BEGIN

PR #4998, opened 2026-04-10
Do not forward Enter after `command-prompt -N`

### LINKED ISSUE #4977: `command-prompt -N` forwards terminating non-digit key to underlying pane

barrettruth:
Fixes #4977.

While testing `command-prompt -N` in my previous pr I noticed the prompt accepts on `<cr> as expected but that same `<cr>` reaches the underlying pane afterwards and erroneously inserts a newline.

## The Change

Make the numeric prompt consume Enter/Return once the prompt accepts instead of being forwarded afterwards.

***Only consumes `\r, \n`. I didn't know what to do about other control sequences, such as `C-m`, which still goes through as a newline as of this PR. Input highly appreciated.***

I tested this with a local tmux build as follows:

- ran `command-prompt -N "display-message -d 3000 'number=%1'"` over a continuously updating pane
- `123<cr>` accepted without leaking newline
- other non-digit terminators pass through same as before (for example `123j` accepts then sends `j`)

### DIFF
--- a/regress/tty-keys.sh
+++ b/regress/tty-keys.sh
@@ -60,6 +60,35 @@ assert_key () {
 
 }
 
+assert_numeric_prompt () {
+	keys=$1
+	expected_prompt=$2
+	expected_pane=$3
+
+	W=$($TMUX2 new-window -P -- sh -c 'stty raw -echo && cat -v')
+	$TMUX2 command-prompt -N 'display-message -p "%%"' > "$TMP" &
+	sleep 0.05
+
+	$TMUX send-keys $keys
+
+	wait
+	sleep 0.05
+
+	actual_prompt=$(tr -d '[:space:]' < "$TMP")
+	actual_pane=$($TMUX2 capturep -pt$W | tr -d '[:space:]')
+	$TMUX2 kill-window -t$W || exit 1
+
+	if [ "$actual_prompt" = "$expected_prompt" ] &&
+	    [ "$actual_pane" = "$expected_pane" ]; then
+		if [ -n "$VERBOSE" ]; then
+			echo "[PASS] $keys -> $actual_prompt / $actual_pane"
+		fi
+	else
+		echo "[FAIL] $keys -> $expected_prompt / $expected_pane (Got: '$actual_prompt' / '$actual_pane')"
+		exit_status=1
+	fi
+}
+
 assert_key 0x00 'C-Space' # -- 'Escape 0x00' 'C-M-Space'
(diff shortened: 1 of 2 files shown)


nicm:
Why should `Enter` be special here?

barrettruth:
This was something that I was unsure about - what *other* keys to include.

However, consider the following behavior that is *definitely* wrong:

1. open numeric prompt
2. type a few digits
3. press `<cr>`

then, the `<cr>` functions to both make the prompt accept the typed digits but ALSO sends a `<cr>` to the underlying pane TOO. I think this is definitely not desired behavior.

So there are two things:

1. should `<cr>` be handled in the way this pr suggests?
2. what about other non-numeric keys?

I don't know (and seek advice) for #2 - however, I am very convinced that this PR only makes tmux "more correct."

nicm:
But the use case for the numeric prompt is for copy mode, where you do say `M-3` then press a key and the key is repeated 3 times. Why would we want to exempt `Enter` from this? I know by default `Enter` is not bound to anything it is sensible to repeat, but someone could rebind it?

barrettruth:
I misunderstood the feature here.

END

Each entry should be written out again exactly, with no word left out.

PR #4998, opened 2026-04-10
Do not forward Enter after `command-prompt -N`

### LINKED ISSUE #4977: `command-prompt -N` forwards terminating non-digit key to underlying pane

barrettruth:
Fixes #4977.

While testing `command-prompt -N` in my previous pr I noticed the prompt accepts on `<cr> as expected but that same `<cr>` reaches the underlying pane afterwards and erroneously inserts a newline.

## The Change

Make the numeric prompt consume Enter/Return once the prompt accepts instead of being forwarded afterwards.

***Only consumes `\r, \n`. I didn't know what to do about other control sequences, such as `C-m`, which still goes through as a newline as of this PR. Input highly appreciated.***

I tested this with a local tmux build as follows:

- ran `command-prompt -N "display-message -d 3000 'number=%1'"` over a continuously updating pane
- `123<cr>` accepted without leaking newline
- other non-digit terminators pass through same as before (for example `123j` accepts then sends `j`)

### DIFF
--- a/regress/tty-keys.sh
+++ b/regress/tty-keys.sh
@@ -60,6 +60,35 @@ assert_key () {
 
 }
 
+assert_numeric_prompt () {
+	keys=$1
+	expected_prompt=$2
+	expected_pane=$3
+
+	W=$($TMUX2 new-window -P -- sh -c 'stty raw -echo && cat -v')
+	$TMUX2 command-prompt -N 'display-message -p "%%"' > "$TMP" &
+	sleep 0.05
+
+	$TMUX send-keys $keys
+
+	wait
+	sleep 0.05
+
+	actual_prompt=$(tr -d '[:space:]' < "$TMP")
+	actual_pane=$($TMUX2 capturep -pt$W | tr -d '[:space:]')
+	$TMUX2 kill-window -t$W || exit 1
+
+	if [ "$actual_prompt" = "$expected_prompt" ] &&
+	    [ "$actual_pane" = "$expected_pane" ]; then
+		if [ -n "$VERBOSE" ]; then
+			echo "[PASS] $keys -> $actual_prompt / $actual_pane"
+		fi
+	else
+		echo "[FAIL] $keys -> $expected_prompt / $expected_pane (Got: '$actual_prompt' / '$actual_pane')"
+		exit_status=1
+	fi
+}
+
 assert_key 0x00 'C-Space' # -- 'Escape 0x00' 'C-M-Space'
(diff shortened: 1 of 2 files shown)


nicm:
Why should `Enter` be special here?

barrettruth:
This was something that I was unsure about - what *other* keys to include.

However, consider the following behavior that is *definitely* wrong:

1. open numeric prompt
2. type a few digits
3. press `<cr>`

then, the `<cr>` functions to both make the prompt accept the typed digits but ALSO sends a `<cr>` to the underlying pane TOO. I think this is definitely not desired behavior.

So there are two things:

1. should `<cr>` be handled in the way this pr suggests?
2. what about other non-numeric keys?

I don't know (and seek advice) for #2 - however, I am very convinced that this PR only makes tmux "more correct."

nicm:
But the use case for the numeric prompt is for copy mode, where you do say `M-3` then press a key and the key is repeated 3 times. Why would we want to exempt `Enter` from this? I know by default `Enter` is not bound to anything it is sensible to repeat, but someone could rebind it?

barrettruth:
I misunderstood the feature here.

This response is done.